Très loin et très haut. N’amusant plus personne. Leur respiration devient aisée. Quand le vin est tiré il faut le boire, mais nul ne se veut serviteur de l’autre. Maudites bottes ? Torrent. Rien. À voir par soi-même. Il espère trouver l’univers dans son néant. Oubliés. Esseulés. Logés contre des pierreries. Rien à comprendre que l’éternelle misère de morts plus désirables que les vies antérieures. Dépendances aux mères, caprices des sœurs, haine des frères, vexation par les faits. Tant pis. Ils doivent en ricaner sereinement. Le ciel est mangé par les roches.
Margarete veut-elle être sauvée par quiconque ?
Que veut Faust, un soleil, un homoncule, deux ? Tout demeure trop peu pour lui.
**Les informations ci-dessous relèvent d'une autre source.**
PR #21771, opened 2025-02-18
[chassis-packet] Change the Orchagent redis pop batch size to 128 to handle link notification faster.

abdosi:
What I did:
Change the Orchagent redis pop batch size to 128 to handle link notification faster.

Why I did:
As part of Ixia BGP convergence test https://github.com/sonic-net/sonic-mgmt/blob/master/tests/snappi_tests/multidut/bgp/test_bgp_outbound_uplink_multi_po_flap.py we found that because of SAI programming slowness which is around 1500 Routes/sec. [Takes about approx 40sec+/- to program 60K routes across multiple iteration]
Because of above slowness even if we have Link Notification available Orchagent will not process it immediately as current OA will process 1024 Entries (Route entries in our case) before it can pick Link Notification for processing. Now 1K entries can take about 2 sec+/-  and if link notification are little spread out [not back 2 back] we can have batch of 1K entries which accumulate SAI delay of 2 sec.
 
 To optimize Link processing and give more chance to OA to pick Link Notification we reduce OA processing to 128 entries and this helped to reduce convergence time to about overall 2 sec.
 
Changing OA processing from 1K to 128 entries  does not have any impact of Route Programming as SAI slowness seems be tied with sequential processing at 1500 Routes per/sec.   However this is helpful in processing Link Notification quicker. For our test it reduce Convergence time from about 12-15sec to 2 sec.

How I verify:

Ran above ixia test in multiple iteration with both 1024 and 128 pop batch size and compared the performance.


abdosi:
@anamehra for viz.

abdosi:
@yejianquan for viz.

anamehra (approved):

liuh-80 (approved):

abdosi:
@rlhui : Can you help merge this.

rlhui (approved):

PR #21772, opened 2025-02-18
Bump up /dev/shm size for Broadcom platforms to 512MB by default

saiarcot895:
#### Why I did it

In the case of ASIC detection failures on Broadcom (or if the ASIC couldn't be detected in time), the `/dev/shm` partition in the syncd container will be only 64MB, which might cause issues if syncd/Broadcom SAI library needs more space than that.

##### Work item tracking

#### How I did it

Since using a larger `/dev/shm` on its own doesn't cause any issues, bump up the default to 512MB. This should be enough for most platforms.

- [ ] 201811
- [ ] 201911
- [ ] 202006
- [ ] 202012
- [ ] 202106
- [ ] 202111
- [ ] 202205
- [ ] 202211
- [ ] 202305

- [ ] 
- [ ]

### DIFF
--- a/files/build_templates/docker_image_ctl.j2
+++ b/files/build_templates/docker_image_ctl.j2
@@ -662,7 +662,7 @@ start() {
 {%- endif %}
 {%- if sonic_asic_platform == "broadcom" %}
 {%- if docker_container_name == "syncd" %}
-        --shm-size=${SYNCD_SHM_SIZE:-64m} \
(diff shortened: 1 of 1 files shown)


saiarcot895:
> @saiarcot895 we have few platforms with very less memory. have we studied the impact on them?

Increasing the `/dev/shm` on its own doesn't automatically take memory away from the system. Memory will be taken only if something is using it.

Gfrom2016 (approved):
LGTM

PR #21775, opened 2025-02-18
[chassis-packet] Allow Fallback Route to get programmed on Downstream LC

abdosi:
What/Why I did:
Initially I made the change that Fallback Route [routes from AH on Upstream LC] not to get programmed [mark them as deny]  on Downstream LC's as reasoning was that on Downstream LC's can forward them based on Default-route. However that assumption is correct for example we have topology like this:

RH is connected to ASIC0 of Upstream LC
AH is connected to ASIC1 of Upstream LC

Downstream LC will learn route from RH [including default-route] and will only forward to ASIC0 of upstream LC .  Above assumption was fine if we always have AH and RH connected to same ASIC of Upstream LC.

How I verify:
UT updated
Manual Verification.


abdosi:
@arlakshm : can you help to approve this.

arlakshm (approved):

PR #21827, opened 2025-02-21
[Bgpcfgd] Add dependency callback logic in SRv6 Manager to handle out-of-order table processing

### LINKED ISSUE #21826: SRv6: ERR bgp#bgpcfgd: Found a SRv6 SID config entry with a locator that does not exist
**Description**
Adding a static SRv6 configuration to _config_db.json_ and doing `config reload` leads to an error in bgpcfgd, and the configuration is not applied to the appl_db.

**Steps to reproduce**
* _config_db.json_:
```
"SRV6_MY_LOCATORS": {
    "loc1": {
        "prefix": "3000:1:10::"
    }
},
"SRV6_MY_SIDS": {
    "loc1|3000:1:10::/48": {
        "action": "uN",
        "decap_dscp_mode": "pipe"
    }
}
```
* `config reload`

Error in syslog:
```
ERR bgp#bgpcfgd: Found a SRv6 SID config entry with a locator that does not exist: loc1|3000:1:10::/48 | {'action': 'uN', 'decap_dscp_mode': 'pipe'}
```

BYGX-wcr:
#### Why I did it

Previously, if the SRv6 manager received a config update that added a SRV6_MY_SID entry before its corresponding LOCATOR entry added, the SRv6 manager would not process the SRV6_MY_SID entry and print an ERR syslog. However, during testing, NVIDIA team found that it is possible to have such a scenario in normal operations, especially during config reload. So, we decide to add a dependency-based caching mechanism to handle out-of-order table processing.

This is the first use case where we will dynamically add/remove the dependency, so we also define a new unsubscribe function for the directory class. The reason why we need to remove the dependency in managers_srv6 is because the on_deps_change function will only process the cache when all dependencies are satisfied. If a locator is removed and the corresponding dependency is not removed, then the on_deps_change will never get to the satisfied condition.

Fix #21826 (Issue)

##### Work item tracking

- [ ] 201811
- [ ] 201911
- [ ] 202006
- [ ] 202012
- [ ] 202106
- [ ] 202111
- [ ] 202205
- [ ] 202211
- [ ] 202305
- [x] 202412

- [x] 202412

### DIFF
--- a/src/sonic-bgpcfgd/bgpcfgd/directory.py
+++ b/src/sonic-bgpcfgd/bgpcfgd/directory.py
@@ -157,3 +157,10 @@ class Directory(object):
         for db, table, path in deps:
             slot = self.get_slot_name(db, table)
             self.notify[slot][path].append(handler)
+
+    def unsubscribe(self, deps):
+        for db, table, path in deps:
+            slot = self.get_slot_name(db, table)
+            if slot in self.notify:
+                if path in self.notify[slot]:
+                    del self.notify[slot][path]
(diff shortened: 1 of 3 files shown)


Yakiv-Huryk:
@BYGX-wcr is it possible to add a test for it?

BYGX-wcr:
> @BYGX-wcr is it possible to add a test for it?

Added. And it has passed in the build checker.

Yakiv-Huryk (approved):

BYGX-wcr:
@abdosi , can you approve this one?

abdosi (approved):

PR #26349, opened 2026-03-24
[sonic-bgpcfgd] Add ability to wait on rehydration for additional Loopback IPs during reloads

anish-n:
#### Why I did it
If there are additional Loopback IPs defined in config db that are being advertised out via frr template files(using bgp network statements) and their config has not replayed in sonic-bgpcfgd, then these loopback ips transiently fail to be advertised out by the templates.

##### Work item tracking

#### How I did it
We introduce the ability to check for and fail peer addition requests if a additional loopbacks, as specified via a per-peer J2 file(additional_loopbacks.j2), are not replayed to bgpcfgd yet.

#### How to verify it
bgpcfgd unit test, and real device test in lab

- [ ] 202305
- [ ] 202311
- [ ] 202405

Geyser, mirage ? Puits bouillonnant, contrôler les éléments, passer à l’action, morsure. Nul salut. Le silence bouillonne, trou insensé, les décisions ne s’appartiennent plus. Pouvoir, influence, matin, esprit, peuple, tout est bradé, scalpel ou non. Pacte signé avec l’usurier des ombres, qui le tient, là, perdu, son âme, il y a droit. Lapidation, le couvrir de pierres, lui exploser la face, il rit, jouit du massacre. Tireur du dimanche, tireur du dimanche. Qui lui donnera à manger ? Qui le sortira d’ici ? Râle sans fin de jouissance de mort. Fini. Comme si ça n’avait jamais été. Où aller ? Là-bas ! Plus loin.